Comparison of S. mosellana genome assemblies from this and a previous study.
| Assembly | ASM2101890v1 (this study) | AAFC_SMos_1.0 (from Agriculture and Agri-food Canada) |
|---|---|---|
| Bioproject | PRJNA720212 | PRJNA563698 |
| DNA resource | Third-instar larvae | Single pupa |
| Assembly approach | Falcon | Supernova |
| Sequencing platform | NovaSeq/PacBio | Illumina HiSeq |
| Assembly level | Chromosomes | Scaffolds |
| Number of contigs | 381 | 11,287 |
| Contig N50 (bp) | 988,708 | 62,752 |
| Number of Scaffolds | 25 | 7,269 |
| Scaffold N50 (bp) | 44,562,869 | 5,125,045 |
| Total gap length (bp) | 35,600 | 13,573,270 |
| Total sequence length | 180,693,642 | 208,800,104 |
| Ungapped bases (bp) | 180,658,042 | 195,226,834 |
Statistics of the completeness of the assembled S. mosellana genome by BUSCO.

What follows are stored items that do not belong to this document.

PR #760, opened 2017-02-16
Make unmarshaling an RC with missing replicas_desired an error.

mpuncel:
This adds to the safety of the RC farm, because it allows us to
distinguish a JSON RC missing the replicas_desired field completely from
one that has it but a 0 count for the value.

It is an error to unmarshal an RC that does not have a replicas_desired
field.

This protects us against a scenario where the json tag might be changed
such that all stored RCs will have replica counts of zero. There is
already a failsafe in place that prevents the farm from taking action of
the sum of all of the rc replica counts is zero, but this adds an
additional layer of safety.

### DIFF
--- a/pkg/rc/farm.go
+++ b/pkg/rc/farm.go
@@ -128,6 +128,7 @@ func (rcf *Farm) Start(quit <-chan struct{}) {
 func (rcf *Farm) mainLoop(quit <-chan struct{}) {
 	subQuit := make(chan struct{})
 	defer close(subQuit)
+
 	rcWatch, rcErr := rcf.rcStore.WatchNewWithRCLockInfo(subQuit, rcf.rcWatchPauseTime)
 
 START_LOOP:
@@ -277,22 +278,21 @@ func (rcf *Farm) failsafe(rcFields []rcstore.RCLockResult) {
 		}
 		panic("No RCs are scheduled at all. Create one RC to enable the farm. Panicking to escape a potentially bad situation.")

| Type | BUSCO groups | Percentage (%) |
|---|---|---|
| Complete BUSCOs | 907 | 92.7 |
| Complete and single-copy BUSCOs | 887 | 90.7 |
| Complete duplicated BUSCOs | 20 | 2.0 |
| Fragmented BUSCOs | 4 | 0.4 |
| Missing BUSCOs | 67 | 6.9 |
| Total BUSCO groups searched | 978 | 100 |
Statistics of gene function annotation of S. mosellana.
| Database | Number | Percentage (%) |
|---|---|---|
| Total | 12,269 | – |
| Swissprot | 9,292 | 75.70 |
| Nr | 10,869 | 88.60 |
| KEGG | 9,245 | 75.40 |
| InterPro | 10,235 | 83.40 |
| GO | 7,201 | 58.70 |
| Pfam | 9,121 | 74.30 |
| Annotated | 11,169 | 91.00 |
| Unannotated | 1,100 | 9.00 |
Fig. 2.Phylogenetic tree, gene orthology, and synteny blocks. a) The phylogenetic tree was constructed based on 1,024 single-copy gene families with 14 insects and 1 noninsect species, using RAxML maximum-likelihood methods. Bootstrap values are 100 in all nodes based on 100 replicates. The numbers near each node correspond to the estimated divergence time of these species. The colored bars to the right are subdivided to represent different types of orthology. “Single-copy genes” indicates single copy orhologous genes in common gene families; “Multiple-copy genes” indicates mutiple copy orthologous genes in common gene families; “Unique genes” indicates genes from unique gene family from each species; “Other genes” indicates genes that do not belong to any above-mentioned ortholog categories; “Uncluster” indicates genes that do not cluster to any families. b) Venn diagram of the orthologous gene families from 3 gall midges: S. mosellana, C. nasturtii, and M. destructor. c) Synteny blocks between S. mosellana, D. melanogaster, and A. gambiae.
Fig. 3.Gene family evolution between genomes of S. mosellana and 14 other arthropod species. Left number indicates gene family expansions and right number indicates gene family contractions. The length of branch indicate the divergence time. MRCA: most recent common ancestor.